Exercise —
Word for word, return the lines from the top of the listing to the line containing "- **Expected:** All 4 employees processed", both ends included, and no others.

····················

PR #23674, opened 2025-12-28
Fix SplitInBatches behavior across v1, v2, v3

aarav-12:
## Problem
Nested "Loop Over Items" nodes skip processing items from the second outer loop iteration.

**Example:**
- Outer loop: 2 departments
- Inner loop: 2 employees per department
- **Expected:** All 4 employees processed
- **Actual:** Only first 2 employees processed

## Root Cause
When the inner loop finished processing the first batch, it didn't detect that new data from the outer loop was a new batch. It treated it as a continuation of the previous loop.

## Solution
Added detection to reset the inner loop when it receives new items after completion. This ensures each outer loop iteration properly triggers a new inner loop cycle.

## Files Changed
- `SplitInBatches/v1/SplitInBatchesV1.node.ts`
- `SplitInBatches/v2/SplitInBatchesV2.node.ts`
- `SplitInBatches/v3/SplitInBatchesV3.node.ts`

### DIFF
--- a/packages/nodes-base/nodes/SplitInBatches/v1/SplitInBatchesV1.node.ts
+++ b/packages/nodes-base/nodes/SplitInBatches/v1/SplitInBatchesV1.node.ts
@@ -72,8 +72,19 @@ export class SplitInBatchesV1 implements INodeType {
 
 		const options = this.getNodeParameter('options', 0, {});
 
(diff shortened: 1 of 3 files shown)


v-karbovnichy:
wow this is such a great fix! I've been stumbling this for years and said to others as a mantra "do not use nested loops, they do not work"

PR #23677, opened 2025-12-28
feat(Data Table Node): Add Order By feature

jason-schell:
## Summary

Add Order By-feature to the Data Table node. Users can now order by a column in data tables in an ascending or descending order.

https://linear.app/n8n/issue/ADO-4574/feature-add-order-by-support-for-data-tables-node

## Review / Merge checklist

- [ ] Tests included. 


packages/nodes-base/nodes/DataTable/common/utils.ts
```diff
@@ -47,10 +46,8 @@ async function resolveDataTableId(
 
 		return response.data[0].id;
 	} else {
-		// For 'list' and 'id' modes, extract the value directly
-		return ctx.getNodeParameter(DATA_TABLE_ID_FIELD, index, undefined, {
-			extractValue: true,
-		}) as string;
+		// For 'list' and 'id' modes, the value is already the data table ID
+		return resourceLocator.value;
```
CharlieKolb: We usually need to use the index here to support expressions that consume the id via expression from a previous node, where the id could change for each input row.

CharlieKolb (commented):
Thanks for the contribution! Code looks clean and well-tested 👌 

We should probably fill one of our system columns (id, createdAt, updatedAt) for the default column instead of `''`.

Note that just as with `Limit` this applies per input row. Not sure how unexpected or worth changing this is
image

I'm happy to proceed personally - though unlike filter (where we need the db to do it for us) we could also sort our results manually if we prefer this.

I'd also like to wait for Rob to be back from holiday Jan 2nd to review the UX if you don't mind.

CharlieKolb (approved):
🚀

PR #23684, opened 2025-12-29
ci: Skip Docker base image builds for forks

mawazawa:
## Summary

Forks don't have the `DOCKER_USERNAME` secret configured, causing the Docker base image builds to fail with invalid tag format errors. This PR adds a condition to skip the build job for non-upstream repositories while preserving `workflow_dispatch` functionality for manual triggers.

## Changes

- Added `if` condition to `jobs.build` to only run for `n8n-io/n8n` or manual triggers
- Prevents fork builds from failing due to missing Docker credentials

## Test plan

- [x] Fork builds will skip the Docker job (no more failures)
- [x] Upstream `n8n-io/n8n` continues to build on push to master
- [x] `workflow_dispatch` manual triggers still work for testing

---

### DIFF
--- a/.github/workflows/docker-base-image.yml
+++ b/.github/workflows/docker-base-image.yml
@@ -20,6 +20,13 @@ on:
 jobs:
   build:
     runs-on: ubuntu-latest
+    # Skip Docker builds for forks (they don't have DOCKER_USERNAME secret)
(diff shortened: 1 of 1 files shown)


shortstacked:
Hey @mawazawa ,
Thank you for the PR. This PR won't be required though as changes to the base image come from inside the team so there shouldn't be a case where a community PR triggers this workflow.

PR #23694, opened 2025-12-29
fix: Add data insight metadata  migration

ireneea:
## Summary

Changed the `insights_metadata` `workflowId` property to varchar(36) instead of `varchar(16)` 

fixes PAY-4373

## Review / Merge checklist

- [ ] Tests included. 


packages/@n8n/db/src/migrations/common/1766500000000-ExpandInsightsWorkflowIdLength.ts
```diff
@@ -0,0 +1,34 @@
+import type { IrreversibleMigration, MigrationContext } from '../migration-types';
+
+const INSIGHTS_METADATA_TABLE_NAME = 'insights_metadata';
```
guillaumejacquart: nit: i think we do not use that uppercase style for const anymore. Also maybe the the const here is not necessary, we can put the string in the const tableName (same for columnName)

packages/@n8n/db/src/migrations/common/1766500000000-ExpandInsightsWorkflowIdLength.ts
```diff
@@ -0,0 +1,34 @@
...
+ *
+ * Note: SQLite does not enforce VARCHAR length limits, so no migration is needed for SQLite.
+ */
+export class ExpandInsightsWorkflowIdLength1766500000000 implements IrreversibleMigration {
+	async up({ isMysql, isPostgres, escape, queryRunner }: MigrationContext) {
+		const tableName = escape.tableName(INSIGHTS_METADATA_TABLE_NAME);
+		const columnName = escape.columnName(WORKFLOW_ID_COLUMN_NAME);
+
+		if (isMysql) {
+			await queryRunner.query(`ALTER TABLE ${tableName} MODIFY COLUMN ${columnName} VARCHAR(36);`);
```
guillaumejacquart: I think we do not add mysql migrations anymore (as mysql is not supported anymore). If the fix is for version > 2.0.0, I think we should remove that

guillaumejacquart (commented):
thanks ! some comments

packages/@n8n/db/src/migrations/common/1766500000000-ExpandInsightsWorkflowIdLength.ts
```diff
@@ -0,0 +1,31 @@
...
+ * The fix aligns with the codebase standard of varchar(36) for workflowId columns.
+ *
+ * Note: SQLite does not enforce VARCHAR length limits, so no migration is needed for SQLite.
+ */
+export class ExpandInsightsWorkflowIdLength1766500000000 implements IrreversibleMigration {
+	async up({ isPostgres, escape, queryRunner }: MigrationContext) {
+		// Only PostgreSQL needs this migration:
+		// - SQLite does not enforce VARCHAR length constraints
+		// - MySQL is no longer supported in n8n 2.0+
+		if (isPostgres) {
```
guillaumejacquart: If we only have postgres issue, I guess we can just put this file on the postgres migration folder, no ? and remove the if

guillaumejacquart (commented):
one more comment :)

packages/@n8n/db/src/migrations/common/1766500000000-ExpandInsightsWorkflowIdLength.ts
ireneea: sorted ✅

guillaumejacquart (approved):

····················

Completed task —
PR #23674, opened 2025-12-28
Fix SplitInBatches behavior across v1, v2, v3

aarav-12:
## Problem
Nested "Loop Over Items" nodes skip processing items from the second outer loop iteration.

**Example:**
- Outer loop: 2 departments
- Inner loop: 2 employees per department
- **Expected:** All 4 employees processed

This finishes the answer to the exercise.